TASK BRIEF :: A verbatim copy of all entries is the expected output.

Stored data entries:
PR #5405, opened 2019-12-12
Update default button colour

nanaya:
Current one is a bit bright. It doesn't even use "primary button color" in the color file.

### DIFF
--- a/resources/assets/less/bem/btn-osu-big.less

SOLVED EXERCISE ::
PR #5405, opened 2019-12-12
Update default button colour

nanaya:
Current one is a bit bright. It doesn't even use "primary button color" in the color file.

### DIFF
--- a/resources/assets/less/bem/btn-osu-big.less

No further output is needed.